• [Data to examine]:
------------------------------

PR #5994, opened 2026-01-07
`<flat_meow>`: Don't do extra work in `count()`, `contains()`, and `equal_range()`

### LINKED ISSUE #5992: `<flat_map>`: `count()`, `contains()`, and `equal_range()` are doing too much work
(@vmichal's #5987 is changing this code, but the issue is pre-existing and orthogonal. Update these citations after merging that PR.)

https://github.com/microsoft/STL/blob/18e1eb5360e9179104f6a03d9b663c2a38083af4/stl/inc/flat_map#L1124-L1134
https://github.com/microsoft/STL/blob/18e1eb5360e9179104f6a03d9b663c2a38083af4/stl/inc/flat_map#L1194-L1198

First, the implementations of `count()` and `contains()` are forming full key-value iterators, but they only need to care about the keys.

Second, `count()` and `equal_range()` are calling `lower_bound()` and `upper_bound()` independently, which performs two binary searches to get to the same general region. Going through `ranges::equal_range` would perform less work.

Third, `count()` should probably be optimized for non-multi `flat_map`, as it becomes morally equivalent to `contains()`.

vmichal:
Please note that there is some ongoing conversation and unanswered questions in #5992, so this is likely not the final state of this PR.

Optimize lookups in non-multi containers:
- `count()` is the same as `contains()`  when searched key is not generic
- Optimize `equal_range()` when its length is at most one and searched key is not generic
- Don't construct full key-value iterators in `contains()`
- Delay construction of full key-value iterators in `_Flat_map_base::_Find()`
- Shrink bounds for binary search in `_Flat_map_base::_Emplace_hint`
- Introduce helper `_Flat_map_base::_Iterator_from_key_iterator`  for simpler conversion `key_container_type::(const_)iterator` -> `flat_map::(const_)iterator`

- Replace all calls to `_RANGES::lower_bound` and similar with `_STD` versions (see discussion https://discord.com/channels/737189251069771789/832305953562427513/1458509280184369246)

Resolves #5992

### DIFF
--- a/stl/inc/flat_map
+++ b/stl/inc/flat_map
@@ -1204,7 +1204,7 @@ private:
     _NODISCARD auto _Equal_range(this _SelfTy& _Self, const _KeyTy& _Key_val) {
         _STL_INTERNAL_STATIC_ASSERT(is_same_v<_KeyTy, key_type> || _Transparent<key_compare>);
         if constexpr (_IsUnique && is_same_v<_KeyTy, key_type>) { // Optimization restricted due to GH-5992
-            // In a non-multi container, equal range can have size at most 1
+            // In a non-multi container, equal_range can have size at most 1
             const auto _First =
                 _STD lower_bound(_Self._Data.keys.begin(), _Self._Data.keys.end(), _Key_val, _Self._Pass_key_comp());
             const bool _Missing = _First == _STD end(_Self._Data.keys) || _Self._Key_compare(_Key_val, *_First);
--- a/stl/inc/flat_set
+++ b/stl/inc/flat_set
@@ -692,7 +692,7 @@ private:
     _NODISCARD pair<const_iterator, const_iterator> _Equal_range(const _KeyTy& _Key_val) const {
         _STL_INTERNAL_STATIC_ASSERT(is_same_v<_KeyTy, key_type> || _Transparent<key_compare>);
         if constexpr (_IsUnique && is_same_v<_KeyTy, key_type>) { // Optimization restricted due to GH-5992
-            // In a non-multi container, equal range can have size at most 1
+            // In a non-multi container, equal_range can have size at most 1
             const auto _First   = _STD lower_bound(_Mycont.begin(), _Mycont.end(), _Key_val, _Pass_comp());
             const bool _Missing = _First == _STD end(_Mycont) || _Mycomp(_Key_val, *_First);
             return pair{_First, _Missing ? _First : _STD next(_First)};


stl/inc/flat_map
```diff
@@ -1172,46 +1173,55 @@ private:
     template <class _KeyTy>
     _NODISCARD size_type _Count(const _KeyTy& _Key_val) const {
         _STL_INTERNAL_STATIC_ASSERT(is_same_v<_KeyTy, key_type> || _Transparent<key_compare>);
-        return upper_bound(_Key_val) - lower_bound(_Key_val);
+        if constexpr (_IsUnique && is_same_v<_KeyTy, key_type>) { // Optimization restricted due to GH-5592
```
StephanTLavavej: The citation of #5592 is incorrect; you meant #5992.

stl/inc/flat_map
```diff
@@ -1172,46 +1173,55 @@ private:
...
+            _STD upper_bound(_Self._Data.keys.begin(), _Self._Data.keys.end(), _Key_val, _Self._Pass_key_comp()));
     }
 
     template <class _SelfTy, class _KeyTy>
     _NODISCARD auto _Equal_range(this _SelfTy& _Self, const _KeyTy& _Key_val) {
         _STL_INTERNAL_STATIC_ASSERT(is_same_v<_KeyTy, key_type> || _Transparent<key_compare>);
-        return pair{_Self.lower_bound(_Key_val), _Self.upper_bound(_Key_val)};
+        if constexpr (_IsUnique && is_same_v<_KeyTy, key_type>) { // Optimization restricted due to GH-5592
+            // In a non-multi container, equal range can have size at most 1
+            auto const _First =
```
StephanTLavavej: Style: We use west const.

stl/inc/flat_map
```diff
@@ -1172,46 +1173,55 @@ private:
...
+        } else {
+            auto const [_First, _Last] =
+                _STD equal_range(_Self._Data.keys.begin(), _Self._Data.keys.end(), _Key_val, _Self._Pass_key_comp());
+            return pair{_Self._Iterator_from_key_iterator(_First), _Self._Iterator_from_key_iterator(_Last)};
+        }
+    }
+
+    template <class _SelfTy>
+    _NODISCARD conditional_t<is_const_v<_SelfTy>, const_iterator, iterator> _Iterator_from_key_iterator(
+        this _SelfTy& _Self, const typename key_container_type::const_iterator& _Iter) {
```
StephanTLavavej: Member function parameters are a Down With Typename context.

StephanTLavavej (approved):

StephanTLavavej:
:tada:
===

------------------------------

• [What needs to be done]: Filter the records above and return every line that holds the word "generic".

• [Written answer]:
- `count()` is the same as `contains()`  when searched key is not generic
- Optimize `equal_range()` when its length is at most one and searched key is not generic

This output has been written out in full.